→ **TASK PROMPT**:
While reading through the material below, copy each line that holds the word "another".

——————————

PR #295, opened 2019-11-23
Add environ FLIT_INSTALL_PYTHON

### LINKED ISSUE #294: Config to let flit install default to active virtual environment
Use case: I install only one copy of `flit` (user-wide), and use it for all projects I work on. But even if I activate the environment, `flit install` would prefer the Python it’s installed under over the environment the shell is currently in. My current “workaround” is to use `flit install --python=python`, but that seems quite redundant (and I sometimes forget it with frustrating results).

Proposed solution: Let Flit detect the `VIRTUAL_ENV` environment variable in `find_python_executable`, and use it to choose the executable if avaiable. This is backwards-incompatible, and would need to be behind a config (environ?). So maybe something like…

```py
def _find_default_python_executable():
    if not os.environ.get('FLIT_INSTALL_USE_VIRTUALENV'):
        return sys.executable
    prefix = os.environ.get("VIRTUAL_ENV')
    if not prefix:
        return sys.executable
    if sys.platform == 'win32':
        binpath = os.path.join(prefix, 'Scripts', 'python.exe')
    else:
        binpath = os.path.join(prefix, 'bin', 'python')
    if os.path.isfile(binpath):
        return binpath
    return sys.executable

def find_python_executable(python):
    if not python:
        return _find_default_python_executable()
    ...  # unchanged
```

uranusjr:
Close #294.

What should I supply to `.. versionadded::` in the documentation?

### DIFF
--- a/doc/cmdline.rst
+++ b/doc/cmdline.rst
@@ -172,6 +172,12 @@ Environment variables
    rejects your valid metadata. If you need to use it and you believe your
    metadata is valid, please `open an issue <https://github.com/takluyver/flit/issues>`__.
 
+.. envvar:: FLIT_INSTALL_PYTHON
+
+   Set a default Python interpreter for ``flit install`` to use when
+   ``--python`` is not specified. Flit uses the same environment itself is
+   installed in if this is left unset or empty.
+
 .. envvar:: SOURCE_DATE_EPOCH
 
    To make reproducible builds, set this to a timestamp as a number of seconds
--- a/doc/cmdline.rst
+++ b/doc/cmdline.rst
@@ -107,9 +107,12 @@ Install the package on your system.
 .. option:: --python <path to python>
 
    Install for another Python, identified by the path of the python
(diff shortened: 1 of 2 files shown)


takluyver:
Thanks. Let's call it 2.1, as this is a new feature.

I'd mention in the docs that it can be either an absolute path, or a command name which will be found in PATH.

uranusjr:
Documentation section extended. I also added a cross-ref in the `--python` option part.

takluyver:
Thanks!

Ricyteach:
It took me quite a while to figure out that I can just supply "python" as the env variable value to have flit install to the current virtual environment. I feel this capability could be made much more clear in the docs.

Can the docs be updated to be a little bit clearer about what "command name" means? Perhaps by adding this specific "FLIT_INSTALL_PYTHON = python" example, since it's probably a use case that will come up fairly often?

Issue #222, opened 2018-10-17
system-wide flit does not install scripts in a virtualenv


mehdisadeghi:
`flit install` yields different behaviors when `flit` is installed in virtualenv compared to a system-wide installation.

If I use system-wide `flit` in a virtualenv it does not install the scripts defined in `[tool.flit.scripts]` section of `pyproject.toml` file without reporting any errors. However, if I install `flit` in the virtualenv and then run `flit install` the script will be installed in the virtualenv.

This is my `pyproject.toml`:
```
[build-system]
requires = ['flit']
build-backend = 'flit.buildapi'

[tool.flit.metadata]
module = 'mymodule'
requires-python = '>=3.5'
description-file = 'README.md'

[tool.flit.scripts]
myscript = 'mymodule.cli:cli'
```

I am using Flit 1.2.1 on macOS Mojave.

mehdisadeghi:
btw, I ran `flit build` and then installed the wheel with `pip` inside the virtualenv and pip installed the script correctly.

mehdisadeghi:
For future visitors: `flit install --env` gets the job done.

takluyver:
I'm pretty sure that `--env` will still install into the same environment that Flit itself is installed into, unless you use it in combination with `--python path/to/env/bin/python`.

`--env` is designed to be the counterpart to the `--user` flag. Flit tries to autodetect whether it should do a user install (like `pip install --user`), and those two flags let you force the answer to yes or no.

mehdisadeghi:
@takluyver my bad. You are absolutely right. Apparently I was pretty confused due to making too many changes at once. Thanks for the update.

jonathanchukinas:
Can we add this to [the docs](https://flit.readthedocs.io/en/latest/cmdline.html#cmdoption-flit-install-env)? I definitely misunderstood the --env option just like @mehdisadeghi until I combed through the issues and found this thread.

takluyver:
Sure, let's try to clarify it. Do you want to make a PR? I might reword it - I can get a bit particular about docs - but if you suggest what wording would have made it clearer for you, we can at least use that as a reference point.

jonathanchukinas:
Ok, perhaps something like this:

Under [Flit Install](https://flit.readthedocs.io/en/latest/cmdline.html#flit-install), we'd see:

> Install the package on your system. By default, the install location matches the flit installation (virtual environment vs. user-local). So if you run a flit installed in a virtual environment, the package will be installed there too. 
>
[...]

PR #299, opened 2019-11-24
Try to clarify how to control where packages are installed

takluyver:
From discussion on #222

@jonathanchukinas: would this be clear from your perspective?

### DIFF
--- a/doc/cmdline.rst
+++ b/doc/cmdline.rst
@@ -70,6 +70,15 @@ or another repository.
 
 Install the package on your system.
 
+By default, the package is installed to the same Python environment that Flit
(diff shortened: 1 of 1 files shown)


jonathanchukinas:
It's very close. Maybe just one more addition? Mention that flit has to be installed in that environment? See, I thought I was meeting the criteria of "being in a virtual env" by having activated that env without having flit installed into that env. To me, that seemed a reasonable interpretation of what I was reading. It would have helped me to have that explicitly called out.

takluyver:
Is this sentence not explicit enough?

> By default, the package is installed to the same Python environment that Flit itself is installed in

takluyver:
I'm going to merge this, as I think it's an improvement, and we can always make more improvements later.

——————————

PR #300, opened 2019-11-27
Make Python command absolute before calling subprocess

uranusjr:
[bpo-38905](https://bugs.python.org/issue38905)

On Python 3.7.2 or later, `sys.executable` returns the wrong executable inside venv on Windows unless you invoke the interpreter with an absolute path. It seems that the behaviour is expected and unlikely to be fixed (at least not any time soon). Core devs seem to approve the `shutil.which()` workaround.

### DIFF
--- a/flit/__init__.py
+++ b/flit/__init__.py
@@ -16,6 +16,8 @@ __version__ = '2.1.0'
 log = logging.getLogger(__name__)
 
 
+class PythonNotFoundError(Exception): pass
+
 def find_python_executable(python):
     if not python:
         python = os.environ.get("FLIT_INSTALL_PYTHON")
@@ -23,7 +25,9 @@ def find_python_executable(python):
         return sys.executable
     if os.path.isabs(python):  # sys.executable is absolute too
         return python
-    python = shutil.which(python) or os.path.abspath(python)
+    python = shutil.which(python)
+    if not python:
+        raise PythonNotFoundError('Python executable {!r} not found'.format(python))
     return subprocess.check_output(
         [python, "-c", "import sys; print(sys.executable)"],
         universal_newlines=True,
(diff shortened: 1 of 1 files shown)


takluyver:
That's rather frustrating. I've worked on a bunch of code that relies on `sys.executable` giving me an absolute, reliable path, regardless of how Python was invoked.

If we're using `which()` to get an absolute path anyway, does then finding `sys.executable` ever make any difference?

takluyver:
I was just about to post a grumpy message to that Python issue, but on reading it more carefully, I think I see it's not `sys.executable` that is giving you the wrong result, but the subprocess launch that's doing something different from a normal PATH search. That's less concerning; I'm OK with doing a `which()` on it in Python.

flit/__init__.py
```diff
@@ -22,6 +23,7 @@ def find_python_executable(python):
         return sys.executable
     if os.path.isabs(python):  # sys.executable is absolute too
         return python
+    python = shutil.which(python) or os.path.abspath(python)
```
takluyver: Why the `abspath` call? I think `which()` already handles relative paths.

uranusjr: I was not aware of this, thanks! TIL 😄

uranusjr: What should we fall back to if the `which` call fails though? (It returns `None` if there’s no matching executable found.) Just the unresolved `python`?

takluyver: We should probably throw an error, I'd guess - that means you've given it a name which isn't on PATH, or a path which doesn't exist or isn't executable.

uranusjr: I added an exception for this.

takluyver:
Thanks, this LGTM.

——————————

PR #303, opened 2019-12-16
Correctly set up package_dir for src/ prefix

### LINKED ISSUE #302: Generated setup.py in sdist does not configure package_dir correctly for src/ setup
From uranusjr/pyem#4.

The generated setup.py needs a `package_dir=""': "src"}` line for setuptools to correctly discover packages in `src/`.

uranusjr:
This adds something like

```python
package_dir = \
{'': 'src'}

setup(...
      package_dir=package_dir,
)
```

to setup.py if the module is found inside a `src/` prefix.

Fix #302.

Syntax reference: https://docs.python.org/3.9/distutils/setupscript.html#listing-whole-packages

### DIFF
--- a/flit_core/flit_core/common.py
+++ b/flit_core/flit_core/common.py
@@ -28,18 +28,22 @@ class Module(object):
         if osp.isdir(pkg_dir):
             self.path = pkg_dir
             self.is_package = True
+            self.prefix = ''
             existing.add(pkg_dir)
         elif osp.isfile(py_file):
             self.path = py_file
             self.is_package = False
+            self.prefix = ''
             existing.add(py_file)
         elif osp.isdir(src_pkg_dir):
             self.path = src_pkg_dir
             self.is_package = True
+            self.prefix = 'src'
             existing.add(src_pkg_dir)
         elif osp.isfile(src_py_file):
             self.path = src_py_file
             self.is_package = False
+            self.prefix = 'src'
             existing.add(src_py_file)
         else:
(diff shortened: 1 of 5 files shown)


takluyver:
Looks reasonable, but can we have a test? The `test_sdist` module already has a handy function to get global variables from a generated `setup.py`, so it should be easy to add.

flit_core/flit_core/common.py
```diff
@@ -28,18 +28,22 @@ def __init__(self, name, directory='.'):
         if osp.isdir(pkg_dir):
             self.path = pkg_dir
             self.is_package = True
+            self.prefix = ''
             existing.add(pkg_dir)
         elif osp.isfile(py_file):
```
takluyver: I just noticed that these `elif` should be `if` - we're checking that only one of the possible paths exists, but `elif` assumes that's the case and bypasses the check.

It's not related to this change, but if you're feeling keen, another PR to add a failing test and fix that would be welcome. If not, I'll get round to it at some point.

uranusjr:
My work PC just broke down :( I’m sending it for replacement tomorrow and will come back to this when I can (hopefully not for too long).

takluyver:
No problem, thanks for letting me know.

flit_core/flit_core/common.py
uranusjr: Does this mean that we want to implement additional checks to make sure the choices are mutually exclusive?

——————————

→ **SOLVED PROBLEM**:
    Install for another Python, identified by the path of the python
@@ -70,6 +70,15 @@ or another repository.
It's not related to this change, but if you're feeling keen, another PR to add a failing test and fix that would be welcome. If not, I'll get round to it at some point.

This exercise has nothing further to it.